Your assignment: Find every line in the listing below that includes the word "true", then give only how many there are.

BEGIN

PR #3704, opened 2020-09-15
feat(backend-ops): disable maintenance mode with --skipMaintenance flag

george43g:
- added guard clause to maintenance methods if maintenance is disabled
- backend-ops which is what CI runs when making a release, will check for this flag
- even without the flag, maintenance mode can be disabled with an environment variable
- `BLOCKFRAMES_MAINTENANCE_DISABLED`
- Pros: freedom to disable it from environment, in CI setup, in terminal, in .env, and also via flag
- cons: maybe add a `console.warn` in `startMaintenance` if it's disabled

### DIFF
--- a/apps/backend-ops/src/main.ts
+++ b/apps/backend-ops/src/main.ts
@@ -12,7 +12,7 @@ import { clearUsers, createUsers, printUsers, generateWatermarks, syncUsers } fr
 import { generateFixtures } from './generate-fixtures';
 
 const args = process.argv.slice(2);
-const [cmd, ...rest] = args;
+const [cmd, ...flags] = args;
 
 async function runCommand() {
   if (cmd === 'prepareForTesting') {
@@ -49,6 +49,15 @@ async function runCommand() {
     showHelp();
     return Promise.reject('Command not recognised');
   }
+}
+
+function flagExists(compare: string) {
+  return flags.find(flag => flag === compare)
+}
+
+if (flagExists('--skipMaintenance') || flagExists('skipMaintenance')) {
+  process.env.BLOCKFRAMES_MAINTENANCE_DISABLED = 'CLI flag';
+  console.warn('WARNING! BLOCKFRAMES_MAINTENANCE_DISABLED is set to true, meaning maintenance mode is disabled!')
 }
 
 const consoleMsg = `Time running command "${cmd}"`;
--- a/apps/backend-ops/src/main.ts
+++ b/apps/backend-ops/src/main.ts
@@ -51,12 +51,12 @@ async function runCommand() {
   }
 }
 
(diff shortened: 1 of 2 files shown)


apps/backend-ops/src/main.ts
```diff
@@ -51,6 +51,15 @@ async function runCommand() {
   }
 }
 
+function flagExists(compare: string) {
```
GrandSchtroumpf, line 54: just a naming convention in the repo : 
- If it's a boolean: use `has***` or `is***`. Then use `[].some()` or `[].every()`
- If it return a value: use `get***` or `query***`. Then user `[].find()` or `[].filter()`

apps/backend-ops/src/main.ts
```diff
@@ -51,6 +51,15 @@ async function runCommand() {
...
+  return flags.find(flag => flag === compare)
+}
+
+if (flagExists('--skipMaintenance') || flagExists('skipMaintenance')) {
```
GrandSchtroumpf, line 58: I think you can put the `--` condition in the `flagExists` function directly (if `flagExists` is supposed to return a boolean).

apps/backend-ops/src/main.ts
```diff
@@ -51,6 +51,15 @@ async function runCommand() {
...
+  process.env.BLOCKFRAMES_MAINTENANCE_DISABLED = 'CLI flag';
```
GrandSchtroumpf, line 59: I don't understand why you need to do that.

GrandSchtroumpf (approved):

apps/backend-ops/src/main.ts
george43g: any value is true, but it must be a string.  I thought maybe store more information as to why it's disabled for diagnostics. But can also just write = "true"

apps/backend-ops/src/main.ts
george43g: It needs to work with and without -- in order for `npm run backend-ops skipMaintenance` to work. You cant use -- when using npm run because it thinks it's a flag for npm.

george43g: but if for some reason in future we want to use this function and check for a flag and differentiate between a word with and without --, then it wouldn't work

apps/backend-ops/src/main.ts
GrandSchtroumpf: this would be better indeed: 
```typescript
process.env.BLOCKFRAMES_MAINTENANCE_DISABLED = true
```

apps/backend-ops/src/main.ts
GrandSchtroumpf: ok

END
BEGIN

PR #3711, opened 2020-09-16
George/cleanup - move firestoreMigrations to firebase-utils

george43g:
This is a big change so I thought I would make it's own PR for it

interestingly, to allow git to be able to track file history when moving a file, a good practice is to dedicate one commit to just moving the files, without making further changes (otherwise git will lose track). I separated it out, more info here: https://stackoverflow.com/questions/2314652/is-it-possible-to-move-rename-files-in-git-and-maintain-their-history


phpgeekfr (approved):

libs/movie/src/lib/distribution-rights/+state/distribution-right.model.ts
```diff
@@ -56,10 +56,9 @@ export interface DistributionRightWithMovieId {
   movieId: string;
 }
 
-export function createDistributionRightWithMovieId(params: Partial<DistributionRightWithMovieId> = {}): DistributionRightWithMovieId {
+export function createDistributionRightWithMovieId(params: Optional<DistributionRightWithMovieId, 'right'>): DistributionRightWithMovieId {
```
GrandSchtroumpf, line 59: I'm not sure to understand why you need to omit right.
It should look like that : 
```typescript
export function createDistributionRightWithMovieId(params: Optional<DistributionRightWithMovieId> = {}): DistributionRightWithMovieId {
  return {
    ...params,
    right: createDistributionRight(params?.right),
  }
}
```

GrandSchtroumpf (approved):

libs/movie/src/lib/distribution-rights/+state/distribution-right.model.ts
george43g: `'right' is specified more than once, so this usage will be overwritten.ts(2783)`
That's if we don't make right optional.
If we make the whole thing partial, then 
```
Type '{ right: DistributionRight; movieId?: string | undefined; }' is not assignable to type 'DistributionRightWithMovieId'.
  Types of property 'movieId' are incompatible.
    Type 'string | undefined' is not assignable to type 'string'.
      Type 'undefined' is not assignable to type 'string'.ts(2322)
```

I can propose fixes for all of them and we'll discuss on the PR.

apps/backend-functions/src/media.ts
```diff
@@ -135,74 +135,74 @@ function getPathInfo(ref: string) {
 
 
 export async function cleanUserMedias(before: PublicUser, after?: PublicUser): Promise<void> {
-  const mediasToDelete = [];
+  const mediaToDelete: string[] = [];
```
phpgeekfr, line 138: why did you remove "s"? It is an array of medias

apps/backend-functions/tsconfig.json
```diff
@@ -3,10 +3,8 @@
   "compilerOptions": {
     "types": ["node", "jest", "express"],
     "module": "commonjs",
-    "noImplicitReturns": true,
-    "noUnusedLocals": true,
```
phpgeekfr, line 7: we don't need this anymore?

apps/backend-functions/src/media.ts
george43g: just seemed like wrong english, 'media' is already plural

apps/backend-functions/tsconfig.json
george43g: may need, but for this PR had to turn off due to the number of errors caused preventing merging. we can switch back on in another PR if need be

END
BEGIN

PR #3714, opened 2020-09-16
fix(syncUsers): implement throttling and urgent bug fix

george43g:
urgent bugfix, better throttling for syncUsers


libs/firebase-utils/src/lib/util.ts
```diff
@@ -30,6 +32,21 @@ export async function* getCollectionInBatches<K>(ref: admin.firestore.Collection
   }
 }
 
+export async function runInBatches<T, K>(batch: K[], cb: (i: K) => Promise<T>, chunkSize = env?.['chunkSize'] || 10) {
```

END

Reply to the exercise: 5